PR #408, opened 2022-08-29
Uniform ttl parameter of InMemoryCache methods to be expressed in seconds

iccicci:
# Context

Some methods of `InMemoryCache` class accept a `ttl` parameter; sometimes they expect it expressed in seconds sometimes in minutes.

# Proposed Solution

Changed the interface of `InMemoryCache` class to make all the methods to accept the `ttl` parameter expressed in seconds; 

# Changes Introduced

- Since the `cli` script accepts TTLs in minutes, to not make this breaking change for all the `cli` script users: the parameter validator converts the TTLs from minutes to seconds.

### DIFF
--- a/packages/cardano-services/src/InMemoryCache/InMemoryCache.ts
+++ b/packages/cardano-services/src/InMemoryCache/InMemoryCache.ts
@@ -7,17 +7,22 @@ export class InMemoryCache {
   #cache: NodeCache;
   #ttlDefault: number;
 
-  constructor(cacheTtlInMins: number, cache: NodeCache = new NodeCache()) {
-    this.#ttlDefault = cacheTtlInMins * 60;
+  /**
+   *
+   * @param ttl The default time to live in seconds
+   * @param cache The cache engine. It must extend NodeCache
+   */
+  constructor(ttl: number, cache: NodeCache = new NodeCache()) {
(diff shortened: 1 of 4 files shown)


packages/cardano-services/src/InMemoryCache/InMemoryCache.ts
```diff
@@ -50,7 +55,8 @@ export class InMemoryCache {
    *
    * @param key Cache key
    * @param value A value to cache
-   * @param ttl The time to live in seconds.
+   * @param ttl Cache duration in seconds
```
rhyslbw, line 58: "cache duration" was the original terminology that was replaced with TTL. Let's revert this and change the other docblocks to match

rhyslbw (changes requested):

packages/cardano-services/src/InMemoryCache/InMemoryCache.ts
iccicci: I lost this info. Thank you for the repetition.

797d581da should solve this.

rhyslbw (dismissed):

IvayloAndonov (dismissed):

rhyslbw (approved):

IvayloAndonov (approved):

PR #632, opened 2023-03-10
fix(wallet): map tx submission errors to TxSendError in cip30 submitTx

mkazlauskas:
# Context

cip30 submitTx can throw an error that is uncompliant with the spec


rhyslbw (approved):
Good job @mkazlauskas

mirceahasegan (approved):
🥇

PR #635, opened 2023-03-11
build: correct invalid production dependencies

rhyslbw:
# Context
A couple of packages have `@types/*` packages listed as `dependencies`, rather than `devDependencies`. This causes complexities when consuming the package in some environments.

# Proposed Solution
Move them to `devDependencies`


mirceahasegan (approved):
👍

----------------

Task to carry out: Look through the entries above; copy each line where the string "parameter" appears.

Completed task:
Uniform ttl parameter of InMemoryCache methods to be expressed in seconds
Some methods of `InMemoryCache` class accept a `ttl` parameter; sometimes they expect it expressed in seconds sometimes in minutes.
Changed the interface of `InMemoryCache` class to make all the methods to accept the `ttl` parameter expressed in seconds; 
- Since the `cli` script accepts TTLs in minutes, to not make this breaking change for all the `cli` script users: the parameter validator converts the TTLs from minutes to seconds.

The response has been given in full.